Placed my daughter on the waiting list for the before and after care at her school (she will be entering grade 1) and have yet to get a response about her being accepted.

We decided after stbxw quit her last job (while I was off work due to my back) that she would become a SAHM .. wow what a mistake that was.

She wanted to move the kids to the country and change schools. I disagreed, took 3 months off work and have been trying to get them into day cares so I could go back to work. The best I was able to do is have my cousin watch them for July / August and hope they get in for September.


----------



## Posse (Jan 30, 2012)

I want the kids! said:


> She agreed but also said that is why she lets me do whatever with them on the weekend.... weekend stuff ...


Do you see a pattern your wife is trying to establish here?


----------



## I want the kids! (Apr 17, 2012)

UpNDown,
My WW is using a sitter already and I think I'll be able to use her but don't really want to. I don't have any family around so I'm not real sure what I will do. I'll figure it out one way or another though.

Posse,
Yeah I see and understand. We are fighting for custody. I told her early on I don't want to be a weekend Dad. She is F'ing with me I'm sure.

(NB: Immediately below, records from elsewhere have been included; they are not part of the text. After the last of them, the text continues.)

PR #160, opened 2016-04-01
Change queue size

MarkRivers:
Fixed logic, I think it is ready to be tested and merged.

### DIFF
--- a/ADApp/Db/NDPluginBase.template
+++ b/ADApp/Db/NDPluginBase.template
@@ -140,12 +140,19 @@ record(longin, "$(P)$(R)DroppedArrays_RBV")
     field(SCAN, "I/O Intr")
 }
 
-record(longin, "$(P)$(R)QueueSize")
+record(longout, "$(P)$(R)QueueSize")
+{
+    field(DTYP, "asynInt32")
+    field(OUT,  "@asyn($(PORT),$(ADDR),$(TIMEOUT))QUEUE_SIZE")
+    field(PINI, "YES")
+}
+
+record(longin, "$(P)$(R)QueueSize_RBV")
 {
     field(DTYP, "asynInt32")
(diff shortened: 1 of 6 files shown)


ulrikpedersen:
Starting testing.

ulrikpedersen:
Functionality question: what happens when a plugin queue is resized during processing? As it is destroyed it seems to me that all NDArrays currently waiting in the queue are silently dropped?

MarkRivers:
Yes, that is the design and it will be documented.

ulrikpedersen:
I've tested it with simdetector and it appears to work. When resizing (many many times) during acquisition it seems that the queue just gets dropped and you start over with a fresh/empty queue (as @MarkRivers confirmed above). Even if the user don't change the value but just hits enter the queue is scrapped and re-created.

I also played around with making the queue huge - beyond the available memory on my PC. I used a processing plugin with all calculations enabled and then started the simdetector runnnig at full speed (~198 fps). The simDetector NDArrayPool has been created with no max limit on the amount of memory it can allocate. It took a few minutes to run out of both RAM and swap - then Linux automatically killed the process. :grinning: Surprisingly the PC did not grind to a halt while this was happening.

In summary: it worked for me even when pushing the boundaries. Documentation should state that this is potentially dangerous:

 - input queues are dropped when resizing.
 - too large input queues can cause the application to be killed or crash  (or just really slow down when swapping) when a driver or producer plugin runs out of memory.

ulrikpedersen:
ram-test
ram-test-after

ulrikpedersen:
Ugh. Conflicts... I bet that's in NDPluginDriver.cpp with the recent merge of #163. I think the branch need to be updated with the latest changes on master.

MarkRivers:
I can fix that.  I did it yesterday on a local merge branch.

Today in the mail I get the electric bill that used to be paid by her credit card automatically and the last bill said it would be paid, well guess what, she dropped her card off the bill and it was never paid so now I'm late. I was real pissed about that. She isn't home yet but I plan to talk to her. I understand we are splitting but she doesn't have to be a b!tch about it.


----------



## Entropy3000 (May 11, 2011)

I want the kids! said:


> UpNDown,
> My WW is using a sitter already and I think I'll be able to use her but don't really want to. I don't have any family around so I'm not real sure what I will do. I'll figure it out one way or another though.
> 
> Posse,
> ...


She is banging another guy and exposing your daughter to a man who wants to see her and your wife nude at his home. And this is what makes her a b!tch? :scratchhead:


----------



## keko (Mar 21, 2012)

So she's running out of money.


----------



## I want the kids! (Apr 17, 2012)

entropy,
Not the only thing that makes her a b!tch but the most resent.


----------



## Entropy3000 (May 11, 2011)

I want the kids! said:


> entropy,
> Not the only thing that makes her a b!tch but the most resent.


Sigh. I thought the going to the OMs house and the nude behavior was an ongoing thing? This just seems like comparing a paper cut to having you leg cut off.


----------



## I want the kids! (Apr 17, 2012)

I see your point believe me. I just am having trouble legally doing anything about it.


----------